L’ÉDITORIAL
de Guillaume Roquette
C’est incompréhensible. Pourquoi le gouvernement refuse-t-il, via ses relais à l’Assemblée nationale, d’intégrer dans la loi « confortant les principes républicains » une disposition interdisant le voile islamique aux petites filles ? Il est pourtant difficile de nier qu’une telle pratique sépare les malheureux enfants qui en sont victimes du reste de la société. Or, l’objet de cette loi est justement de lutter contre les séparatismes. Alors, où est la cohérence ? Pour justifier sa décision, le pouvoir invoque le respect de la liberté religieuse, mais doit-on vraiment tout tolérer au nom de ce principe ? On connaît la justification théologique du voile : protéger les femmes musulmanes du désir sexuel des hommes. Cette règle est déjà contestable pour une adulte mais elle est proprement insupportable pour des fillettes qui ont parfois moins de 5 ans. Son interdiction ne serait pas autre chose qu’une mesure de protection de l’enfance.

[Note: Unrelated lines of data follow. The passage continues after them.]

PR #1, opened 2016-04-16
add fb_apt cookbook

davide125:
This adds a cookbook to manage APT using the attribute-driven API. It's a rework of an unpublished cookbook I've been running at home for a while. It tries to fully manage everything around APT, including keys and configurations. Tested only on Debian but includes code to support Ubuntu as well; should be trivial to port to other Debian-based distros.

### DIFF
--- a/fb_apt/README.md
+++ b/fb_apt/README.md
@@ -23,11 +23,12 @@ Attributes
 
 Usage
 -----
-To install and configure APT include `fb_apt`, which will populate the 
-repository sources in `/etc/apt/sources.list` and update the package cache 
-during the run if it's old than `node['fb_apt']['update_delay']` seconds
-(defaults to 86400). This uses the `execute[apt-get update]` resource, which
-other cookbooks can suscribe to or notify as well.
+To install and configure APT include `fb_apt`, which will populate the
+repository sources in `/etc/apt/sources.list` and update the package cache
+during the run if it's older than `node['fb_apt']['update_delay']` seconds
+(defaults to 86400). To force an update on every Chef run, set this attribute
+to 0. The actual update is done via the `execute[apt-get update]` resource,
+which other cookbooks can suscribe to or notify as well.
 
 ### Repository sources
 By default the cookbook will setup the base distribution repos based on the
--- a/fb_apt/README.md
+++ b/fb_apt/README.md
@@ -25,9 +25,9 @@ Usage
 -----
 To install and configure APT include `fb_apt`, which will populate the 
 repository sources in `/etc/apt/sources.list` and update the package cache 
-every `node['fb_apt']['update_delay']` seconds (defaults to 86400) using the 
-`execute[apt-get update]` resource (which other cookbooks can suscribe to or 
-notify).
+during the run if it's old than `node['fb_apt']['update_delay']` seconds
+(defaults to 86400). This uses the `execute[apt-get update]` resource, which
+other cookbooks can suscribe to or notify as well.
 
 ### Repository sources
 By default the cookbook will setup the base distribution repos based on the
@@ -72,10 +72,6 @@ anything in `/etc/apt/apt.conf.d`. Example:
         'Proxy' => 'http://myproxy:3412',
       },
     })
-
-Internally, `fb_apt` uses the `FB::Apt.gen_apt_conf_entry()` library function
-to generate this config file. This is an internal function that's not meant to 
-be used by other cookbooks.
 
 ### Preferences
 You can fine tune which versions of packages will be selected for installation
--- a/fb_apt/README.md
+++ b/fb_apt/README.md
@@ -27,9 +27,7 @@ To install and configure APT include `fb_apt`, which will populate the
 repository sources in `/etc/apt/sources.list` and update the package cache 
 every `node['fb_apt']['update_delay']` seconds (defaults to 86400) using the 
 `execute[apt-get update]` resource (which other cookbooks can suscribe to or 
-notify against). Note that the `node['fb_apt']['update_delay']` attribute is 
-evaluated at compile time, so you'd need to set it before including `fb_apt` if
-you'd like to customize it.
+notify).
 
 ### Repository sources
 By default the cookbook will setup the base distribution repos based on the
@@ -52,13 +50,13 @@ Repository keys can be added to `node['fb_apt']['keys']` which is a hash in the
 from the `node['fb_apt']['keyserver']` keyserver (`keys.gnupg.net` by default).
 Example:
 
-  node.default['fb_apt']['keys'] = {
-    '94558F59' => nil,
-    'F3EFDBD9' => <<-eos
-  -----BEGIN PGP PUBLIC KEY BLOCK-----
-  ...
-  eos
-  }
+    node.default['fb_apt']['keys'] = {
+      '94558F59' => nil,
+      'F3EFDBD9' => <<-eos
+    -----BEGIN PGP PUBLIC KEY BLOCK-----
+    ...
+    eos
+    }
 
 Automatic key fetching can be disabled by setting the keyserver to `nil`; this 
 will produce an exception for any unspecified key. By default `fb_apt` will 
@@ -67,22 +65,25 @@ manage the keyring at `/etc/apt/trusted.gpg`; this can be customized with
 
 ### Configuration
 APT behaviour can be customized using `node['fb_apt']['config']`, which will be
-used to populate `/etc/apt/apt.conf`. Example:
+used to populate `/etc/apt/apt.conf`. Note that this will take precedence over
+anything in /etc/apt/apt.conf.d. Example:
 
-  node.default['fb_apt']['config'] = {
-    'Acquire::http' => {
+    node.default['fb_apt']['config'].merge!({
+      'Acquire::http' => {
       'Proxy' => 'http://myproxy:3412',
-    },
-  }
+      },
+    }
   
 ### Preferences
 You can fine tune which versions of packages will be selected for installation
-by tweaking APT preferences via `node['fb_apt']['preferences']`. Example:
+by tweaking APT preferences via `node['fb_apt']['preferences']`. Note that we
+clobber the contents of `/etc/apt/preferences.d` to ensure this always takes
+precedence. Example:
 
-  node.default['fb_apt']['preferences'] = {
-    'Pin dpatch package from experimental' => {
-      'Package' => 'dpatch',
-      'Pin' => 'release o=Debian,a=experimental',
-      'Pin-Priority' => 450,
+    node.default['fb_apt']['preferences'].merge!{
+      'Pin dpatch package from experimental' => {
+        'Package' => 'dpatch',
+        'Pin' => 'release o=Debian,a=experimental',
+        'Pin-Priority' => 450,
+      }
     }
-  }
--- a/fb_apt/README.md
+++ b/fb_apt/README.md
@@ -51,13 +51,11 @@ Repository keys can be added to `node['fb_apt']['keys']` which is a hash in the
 from the `node['fb_apt']['keyserver']` keyserver (`keys.gnupg.net` by default).
 Example:
 
-    node.default['fb_apt']['keys'] = {
-      '94558F59' => nil,
-      'F3EFDBD9' => <<-eos
+    node.default['fb_apt']['keys']['94558F59'] = nil
+    node.default['fb_apt']['keys']['F3EFDBD9'] = <<-eos
     -----BEGIN PGP PUBLIC KEY BLOCK-----
     ...
     eos
-    }
 
 Automatic key fetching can be disabled by setting the keyserver to `nil`; this 
 will produce an exception for any unspecified key. By default `fb_apt` will 
@@ -73,18 +71,22 @@ anything in `/etc/apt/apt.conf.d`. Example:
       'Acquire::http' => {
         'Proxy' => 'http://myproxy:3412',
       },
-    }
-  
+    })
+
+Internally, `fb_apt` uses the `FB::Apt.gen_apt_conf_entry()` library function
+to generate this config file. This is an internal function that's not meant to 
+be used by other cookbooks.
+
 ### Preferences
 You can fine tune which versions of packages will be selected for installation
 by tweaking APT preferences via `node['fb_apt']['preferences']`. Note that we
 clobber the contents of `/etc/apt/preferences.d` to ensure this always takes
 precedence. Example:
 
-    node.default['fb_apt']['preferences'].merge!{
+    node.default['fb_apt']['preferences'].merge!({
       'Pin dpatch package from experimental' => {
         'Package' => 'dpatch',
         'Pin' => 'release o=Debian,a=experimental',
         'Pin-Priority' => 450,
       }
-    }
+    })
--- a/fb_apt/README.md
+++ b/fb_apt/README.md
@@ -1,0 +1,88 @@
+fb_apt Cookbook
+====================
+The `fb_apt` cookbook installs and configures APT, the Debian package 
+management tool.
+
+Requirements
+------------
+
+Attributes
+----------
+* node['fb_apt']['config']
+* node['fb_apt']['keys']
+* node['fb_apt']['keyring']
+* node['fb_apt']['keyserver']
+* node['fb_apt']['mirror']
+* node['fb_apt']['preserve_sources_list_d']
+* node['fb_apt']['preferences']
+* node['fb_apt']['repos']
+* node['fb_apt']['update_delay']
+* node['fb_apt']['want_backports']
+* node['fb_apt']['want_non_free']
+* node['fb_apt']['want_source']
+
+Usage
+-----
+To install and configure APT include `fb_apt`, which will populate the 
+repository sources in `/etc/apt/sources.list` and update the package cache 
+every `node['fb_apt']['update_delay']` seconds (defaults to 86400) using the 
+`execute[apt-get update]` resource (which other cookbooks can suscribe to or 
+notify against). Note that the `node['fb_apt']['update_delay']` attribute is 
+evaluated at compile time, so you'd need to set it before including `fb_apt` if
+you'd like to customize it.
+
+### Repository sources
+By default the cookbook will setup the base distribution repos based on the
+codename (as defined in `node['lsb']['codename']`). The mirror can be
+customized with `node['fb_apt']['mirror']`; if set to `nil`, base repos will
+not be included at all in `/etc/apt/sources.list`. If base repos are enabled,
+the additional `backports` and `non-free` sources can be enabled with the
+`node['fb_apt']['want_backports']` and `node['fb_apt']['want_non_free']`
+attributes, and source code repos can be enabled with
+`node['fb_apt']['want_source']`; these all default to `false`.
+
+Additiona repository sources can be added with `node['fb_apt']['repos']`. By
+default `fb_apt` will clobber existing contents in `/etc/apt/sources.list.d` to
+ensure it has full control on the repository list; this can be disabled with
+`node['fb_apt']['preserve_sources_list_d']`.
+
+### Keys
+Repository keys can be added to `node['fb_apt']['keys']` which is a hash in the
+`keyid => key` format; if `key` is `nil` the key will be automatically fetched
+from the `node['fb_apt']['keyserver']` keyserver (`keys.gnupg.net` by default).
+Example:
+
+  node.default['fb_apt']['keys'] = {
+    '94558F59' => nil,
+    'F3EFDBD9' => <<-eos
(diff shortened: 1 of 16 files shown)


jaymzh:
Hold tight on this, it's a bunch of code and I want to review it when I have time to look. I'm catching up on life after a week of being buried in getting this all released...

fb_apt/README.md
```diff
@@ -0,0 +1,88 @@
...
+* node['fb_apt']['want_non_free']
+* node['fb_apt']['want_source']
+
+Usage
+-----
+To install and configure APT include `fb_apt`, which will populate the 
+repository sources in `/etc/apt/sources.list` and update the package cache 
+every `node['fb_apt']['update_delay']` seconds (defaults to 86400) using the 
+`execute[apt-get update]` resource (which other cookbooks can suscribe to or 
+notify against). Note that the `node['fb_apt']['update_delay']` attribute is
```
jaymzh: s/ against//

fb_apt/recipes/default.rb
```diff
@@ -0,0 +1,73 @@
...
+    action :delete
+  end
+end
+
+fb_apt_sources_list 'populate sources list' do
+  notifies :run, 'execute[apt-get update]', :immediately
+end
+
+# TODO: this should be done at runtime
+pkgcache = '/var/cache/apt/pkgcache.bin'
```
jaymzh: there is no need for update_delay to be compile-time... this can easily be made runtime ... make two resources and use only_if/no_if

jaymzh: In fact, now that I think about this, I think this is the wrong approach.

Unlike yum where getting updates is very expesnive in apt it's much less so. I'd just apt-get update on every run... that's what most systems I know of do

fb_apt/README.md
jaymzh: see comments below on update_delay

fb_apt/README.md
```diff
@@ -0,0 +1,88 @@
...
+repository sources in `/etc/apt/sources.list` and update the package cache 
+every `node['fb_apt']['update_delay']` seconds (defaults to 86400) using the 
+`execute[apt-get update]` resource (which other cookbooks can suscribe to or 
+notify against). Note that the `node['fb_apt']['update_delay']` attribute is 
+evaluated at compile time, so you'd need to set it before including `fb_apt` if
+you'd like to customize it.
+
+### Repository sources
+By default the cookbook will setup the base distribution repos based on the
+codename (as defined in `node['lsb']['codename']`). The mirror can be
```
jaymzh: does this work with sid? they sometimes internchange unstable/sid in ways that don't work everywhere... I think it'll work, just asking.

fb_apt/README.md
```diff
@@ -0,0 +1,88 @@
...
+customized with `node['fb_apt']['mirror']`; if set to `nil`, base repos will
```
jaymzh: this seems an oddly dangerous default... this is where they are by default so you'll just blow the base ones away.

fb_apt/README.md
```diff
@@ -0,0 +1,88 @@
...
+ensure it has full control on the repository list; this can be disabled with
+`node['fb_apt']['preserve_sources_list_d']`.
+
+### Keys
+Repository keys can be added to `node['fb_apt']['keys']` which is a hash in the
+`keyid => key` format; if `key` is `nil` the key will be automatically fetched
+from the `node['fb_apt']['keyserver']` keyserver (`keys.gnupg.net` by default).
+Example:
+
+  node.default['fb_apt']['keys'] = {
```
jaymzh: 4 spaces for a code block... or use triplebackticks

fb_apt/README.md
```diff
@@ -0,0 +1,88 @@
...
+Automatic key fetching can be disabled by setting the keyserver to `nil`; this 
+will produce an exception for any unspecified key. By default `fb_apt` will 
+manage the keyring at `/etc/apt/trusted.gpg`; this can be customized with
+`node['fb_apt']['keyring']`.
+
+### Configuration
+APT behaviour can be customized using `node['fb_apt']['config']`, which will be
+used to populate `/etc/apt/apt.conf`. Example:
+
+  node.default['fb_apt']['config'] = {
```
jaymzh: encouraging people to wholesale overwrite the config is bad. The example should add a config.

fb_apt/README.md
```diff
@@ -0,0 +1,88 @@
...
+    'Acquire::http' => {
+      'Proxy' => 'http://myproxy:3412',
+    },
+  }
+  
+### Preferences
+You can fine tune which versions of packages will be selected for installation
+by tweaking APT preferences via `node['fb_apt']['preferences']`. Example:
+
+  node.default['fb_apt']['preferences'] = {
```
jaymzh: even more so here were they are named

fb_apt/attributes/default.rb
```diff
@@ -0,0 +1,22 @@
+# vim: syntax=ruby:expandtab:shiftwidth=2:softtabstop=2:tabstop=2
+
+if node.debian?
+  mirror = 'http://http.debian.net/debian'
+elsif node.ubuntu?
+  mirror = 'http://archive.ubuntu.com/ubuntu'
+end
```
jaymzh: wanna throw mint in here while you're at it? It's forked form ubuntu and uses apt and should just work..

fb_apt/attributes/default.rb
```diff
@@ -0,0 +1,22 @@
+# vim: syntax=ruby:expandtab:shiftwidth=2:softtabstop=2:tabstop=2
+
+if node.debian?
+  mirror = 'http://http.debian.net/debian'
```
jaymzh: that's a 404. did you mean http.us.debian.org ?

fb_apt/providers/keys.rb
```diff
@@ -0,0 +1,57 @@
...
+
+use_inline_resources
+
+action :run do
+  keyring = node['fb_apt']['keyring']
+  keyserver = node['fb_apt']['keyserver']
+  keys = node['fb_apt']['keys'].to_hash
+
+  if keys && keyring
+    cmd = Mixlib::ShellOut.new("LANG=C apt-key --keyring #{keyring} list")
```
jaymzh: lang?

fb_apt/providers/keys.rb
```diff
@@ -0,0 +1,57 @@
...
+    cmd.run_command
+    # Note: we deliberately ignore errors here, as this will fail if the keyring
```
jaymzh: that's silly, why not gaurd it with `if File.exists?(keyring)`

fb_apt/providers/sources_list.rb
```diff
@@ -0,0 +1,70 @@
...
+action :run do
+  repos = []
+  mirror = node['fb_apt']['mirror']
+  distro = node['lsb']['codename']
+
+  # only add base repos if mirror is set and codename is available
+  if mirror && distro
+    components = 'main'
+    if node.ubuntu?
+      components += ' universe'
```
jaymzh: isn't universe like contrib ? does that need to be configurable?

fb_apt/providers/sources_list.rb
```diff
@@ -0,0 +1,70 @@
...
+use_inline_resources
+
+action :run do
+  repos = []
+  mirror = node['fb_apt']['mirror']
+  distro = node['lsb']['codename']
+
+  # only add base repos if mirror is set and codename is available
+  if mirror && distro
+    components = 'main'
```
jaymzh: it's an list, so instead of managing spaces manually which will break at some point with some diff, make it an array, and when you use it, call join

fb_apt/providers/sources_list.rb
```diff
@@ -0,0 +1,70 @@
...
+    # Security updates
+    if node.debian?
+      base_repos <<
+        "http://security.debian.org/ #{distro}/updates #{components}"
+    elsif node.ubuntu?
+      base_repos <<
+        "http://security.ubuntu.com/ #{distro}-security #{components}"
+    end
+
+    # Stable updates
```
jaymzh: these don't exist for sid...

fb_apt/recipes/default.rb
```diff
@@ -0,0 +1,73 @@
...
+  source 'apt.conf.erb'
+  owner 'root'
+  group 'root'
+  mode '0644'
+  notifies :run, 'execute[apt-get update]'
+end
+
+# No sane package should drop stuff here, and bad preferences can seriously
+# mess up a machine, so let's clobber it to be safe.
+Dir.glob('/etc/apt/preferences.d/*').each do |f|
```
jaymzh: you lack an option here, unlike in sources.list.d and should probably document that

fb_apt/templates/default/apt.conf.erb
```diff
@@ -0,0 +1,30 @@
+// This file is maintained by Chef. Do not edit, all changes will be
+// overwritten. See fb_apt/README.md
+<%
+  def make_option(k, v, i)
```
jaymzh: put this in a library file and scope it to FB::Apt

jaymzh:
In addition you need the various boilerplate in every file, please.

fb_apt/recipes/default.rb
davide125: I wouldn't want to do it on every run for resource constrained systems, or if the cache is on flash, as it writes out a 10s of MB every time.

fb_apt/README.md
davide125: It should, but I'll test that, good point.

fb_apt/README.md
davide125: Well the idea is to takeover sources.list with a known good set. We do give the option to opt out though.

fb_apt/README.md
davide125: yup, good point

fb_apt/attributes/default.rb
davide125: sure I'll need the default mirror url and the node['platform'] entry for it

fb_apt/attributes/default.rb
davide125: nope, and the 404 is expected. http://http.debian.net is a magic redirecting mirror that sends you to the closest one to you.

fb_apt/providers/keys.rb
davide125: apt is localized, this is to ensure we can parse the output reliably

fb_apt/providers/keys.rb
davide125: because I was lazy and this is annoying to test :) I'll rework this

fb_apt/providers/sources_list.rb
davide125: So my understanding is that universe is like main, but the packages are not necessarily officially supported by ubuntu. Every single ubuntu system I've seen in the wild has it enabled, and the license is the same as main, so IMO it makes sense to enable it here.

fb_apt/providers/sources_list.rb
davide125: oh I see what you mean. Yeah this makes sense, I'll change it to use an array.

fb_apt/providers/sources_list.rb
davide125: good catch, I'll gate them out for it

fb_apt/recipes/default.rb
davide125: yeah I went back and forth on this, but I don't think there's any legit reason to leave stuff there unmanaged. I'll add a note to the README about it

fb_apt/templates/default/apt.conf.erb
davide125: will do

fb_apt/attributes/default.rb
davide125: Looked into this, it's actually non-trivial as mint is layered on top of ubuntu (they don't provide full mirrors for it), so we'd need some logic to map the mint -> ubuntu codenames. I'll leave this out for now, but feel free to add it in a separate PR if you want.

fb_apt/recipes/default.rb
davide125: README updated

fb_apt/recipes/default.rb
jaymzh: it shouldn't. modern debian uses delta metadata and it only downloads new pdiff files... it's designed to be run regularly.

fb_apt/README.md
jaymzh: no I think you misunderstand. I'm saying that if the person sets the mirror to 'nil'...  mkaing their system unusable seems bad... especially because by defualt we also blow-away sources.d

But given your default isn't nil, it makes sense. UPdate to say that the default is a global mirror for wahtever your distro is

fb_apt/attributes/default.rb
jaymzh: that page says specifically you should use httpredir.debian.org/debian - which it turns out is NOT a 404. :)

fb_apt/providers/keys.rb
jaymzh: why not en_US.UTF-8 ? C seems crazy

fb_apt/README.md
```diff
@@ -0,0 +1,92 @@
...
+* node['fb_apt']['update_delay']
+* node['fb_apt']['want_backports']
+* node['fb_apt']['want_non_free']
+* node['fb_apt']['want_source']
+
+Usage
+-----
+To install and configure APT include `fb_apt`, which will populate the 
+repository sources in `/etc/apt/sources.list` and update the package cache 
+every `node['fb_apt']['update_delay']` seconds (defaults to 86400) using the
```
jaymzh: see other comments. I think every run is fine. Also, if you do leave this feature the description is misleading. It's not every `update_delay` seconds, it's every run where the MD is older than `update_delay` seconds

fb_apt/README.md
```diff
@@ -0,0 +1,92 @@
...
+used to populate `/etc/apt/apt.conf`. Note that this will take precedence over
+anything in `/etc/apt/apt.conf.d`. Example:
+
+    node.default['fb_apt']['config'].merge!({
+      'Acquire::http' => {
+        'Proxy' => 'http://myproxy:3412',
+      },
+    })
+
+Internally, `fb_apt` uses the `FB::Apt.gen_apt_conf_entry()` library function
```
jaymzh: call it `_gen_apt_conf_entry` if that's the case

fb_apt/attributes/default.rb
jaymzh: fair enough

fb_apt/providers/keys.rb
```diff
@@ -0,0 +1,69 @@
...
+    if ::File.exists?(keyring)
+      cmd = Mixlib::ShellOut.new("LANG=C apt-key --keyring #{keyring} list")
+      cmd.run_command
+      cmd.error!
+      output = cmd.stdout.split("\n")
+      Chef::Log.debug("apt-key output: #{output.join("\n")}")
+      installed_keys = output.select { |x| x.start_with?('pub') }.map do |x|
+        x[%r/pub.*\/(?<keyid>[A-Z0-9]*)/, 'keyid']
+      end
+      Chef::Log.info("Installed keys: #{installed_keys.join(', ')}")
```
jaymzh: I'm fine with this code, but it came be made a bit simpler with:
```
installed_keys = []
if File.exists?(keyring)
  ...
  installed_keys = ...
end
Chef::Log.debug("Installed keys: ...")
```

No need for different print statements, you have a default, etc.

Also, that should be debug.

fb_apt/providers/sources_list.rb
```diff
@@ -0,0 +1,79 @@
...
+        components += %w{restricted multiverse}
+      else
+        fail "Don't know how to setup non-free for #{node['platform']}"
+      end
+    end
+
+    components_entry = components.join(' ')
+    base_repos = [
+      # Main repo
+      "#{mirror} #{distro} #{components_entry}",
```
jaymzh: `components.join(' ')` works in `#{}` and fits on that line just fine, fwiw

fb_apt/providers/sources_list.rb
```diff
@@ -0,0 +1,79 @@
...
+    # Security updates
+    if node.debian? && distro != 'sid'
+      base_repos <<
+        "http://security.debian.org/ #{distro}/updates #{components_entry}"
+    elsif node.ubuntu?
+      base_repos <<
+        "http://security.ubuntu.com/ #{distro}-security #{components_entry}"
+    end
+
+    # Stable updates
```
jaymzh: again, sid doesn't have updates.

fb_apt/providers/sources_list.rb
```diff
@@ -0,0 +1,79 @@
...
+
+  # add custom repos
+  repos += node['fb_apt']['repos']
+
+  template '/etc/apt/sources.list' do
+    source 'sources.list.erb'
+    owner 'root'
+    group 'root'
+    mode '0644'
+    variables(:repos => repos)
```
jaymzh: don't use variables, please

fb_apt/recipes/default.rb
davide125: The pdiff stuff is only for download, it will still rewrite the entire pkgcache every time, even if just one of the deltas changed. You do not want to do this on a small box with limited flash endurance.

fb_apt/README.md
davide125: Yeah I updated the README in the latest revision to make this clearer. The idea behind `nil` is that in some cases you might prefer having full control on the sources and not rely on the structure of the default mirrors. In that case you'd set this to `nil` and pass every repo you need in `node['fb_apt']['repos']`.

fb_apt/attributes/default.rb
davide125: ah, good catch, will fix this

fb_apt/providers/keys.rb
davide125: Because you won't necessarily have en_US.UTF-8 on a box (you can disable it if you dpkg-reconfigure the locales package or mess with localegen). C is guaranteed to be everywhere (it's a POSIX thing actually) and give you plain output in English, so it's a good choice for parsing.

fb_apt/providers/sources_list.rb
davide125: I know, didn't want to repeat the join on every entry, this looks cleaner IMO.

fb_apt/providers/sources_list.rb
davide125: what should I use instead? I'd rather keep the mirror generation logic in the provider than move it to the template, that's why I'm passing a variable here (as repos is mirrors stuff + node['fb_apt']['repos'])

fb_apt/providers/sources_list.rb
jaymzh: didn't notice the repeat. good call.

fb_apt/providers/sources_list.rb
jaymzh: node.default['fb_apt']['repos] = repos + node['fb_apt']['repos']

then access the node directly from the template.

fb_apt/README.md
```diff
@@ -25,9 +25,9 @@ Usage
 -----
 To install and configure APT include `fb_apt`, which will populate the 
 repository sources in `/etc/apt/sources.list` and update the package cache 
-every `node['fb_apt']['update_delay']` seconds (defaults to 86400) using the 
-`execute[apt-get update]` resource (which other cookbooks can suscribe to or 
-notify).
+during the run if it's old than `node['fb_apt']['update_delay']` seconds
```
jaymzh: s/old/older

fb_apt/README.md
```diff
@@ -25,9 +25,9 @@ Usage
...
+(defaults to 86400). This uses the `execute[apt-get update]` resource, which
+other cookbooks can suscribe to or notify as well.
```
jaymzh: it's obvious if you read the code, but you should note that setting this to 0 is the "right" way to have it update on every run

jaymzh:
OK the code looks good to me. Have you tested all the changes on both Debian and Ubuntu?

davide125:
I've tested this extensively on Debian. I haven't tested on Ubuntu yet, but given that the tools and mechanics are the same it should just work there.

jaymzh:
Can you try it in a VM or something? Just like the hostname was wrong debian I'd like to make sure it at least *passingly* works on Ubuntu since we claim to support it.

davide125:
Ok I got this running in an Ubuntu 14.04 VM as well, apart from a minor issue with signing keys (fixed in the last commit) it works fine.

jaymzh:
Aren't ya glad ya tested? :)

OK then we're all good. New cookbooks require some finagling to get ShipIt to do the right thing so I'll merge this when I'm back in the office on Monday.

Thanks!

jaymzh:
@facebook-github-bot shipit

« Il n’y a pas de problème religieux en France, il y a un problème lié à l’islam », osait dire courageusement François Fillon en 2016. Mais nos dirigeants actuels refusent de l’écrire noir sur blanc dans la loi, toujours au nom de la liberté religieuse. Et quand une députée de la majorité a déposé le fameux amendement (rejeté) contre le voilement des petites filles, ce dernier prévoyait « d’interdire le port de tout signe religieux ostensible par les mineurs dans l’espace public », sans distinction de religion. On aurait donc aussi interdit à tous les enfants catholiques d’apparaître en aube de premier communiant ! Certains justifient ce refus de nommer le problème par le désir de ne « stigmatiser » personne : ainsi la loi contre le séparatisme islamiste a-t-elle changé d’appellation en cours de route. Mais il sera difficile de produire un texte législatif efficace et utilisable devant les tribunaux s’il n’est rempli que de périphrases et de considérations abstraites. Quant à l’argument selon lequel le traitement différencié d’une seule religion serait contraire à l’État de droit, il est lui aussi contestable. Une société est légitime à changer les règles en vigueur si celles-ci ne coïncident plus avec l’intérêt général. La liberté de culte est un beau principe mais elle est aujourd’hui utilisée pour édifier une contresociété qui bafoue nos valeurs et notre identité. Et si des organismes comme le Conseil constitutionnel ou la Cour européenne des droits de l’homme s’opposent à une législation combattant ouvertement l’islamisme, il faudra résister. Souvenons-nous du général de Gaulle : quand il voulut instituer l’élection du chef de l’État au suffrage universel direct, tous les beaux esprits étaient contre, à commencer par ceux du Conseil d’État et du Conseil constitutionnel. Mais il n’a pas cédé et les Français lui en sont encore reconnaissant aujourd’hui. Il est temps de cesser d’avoir peur.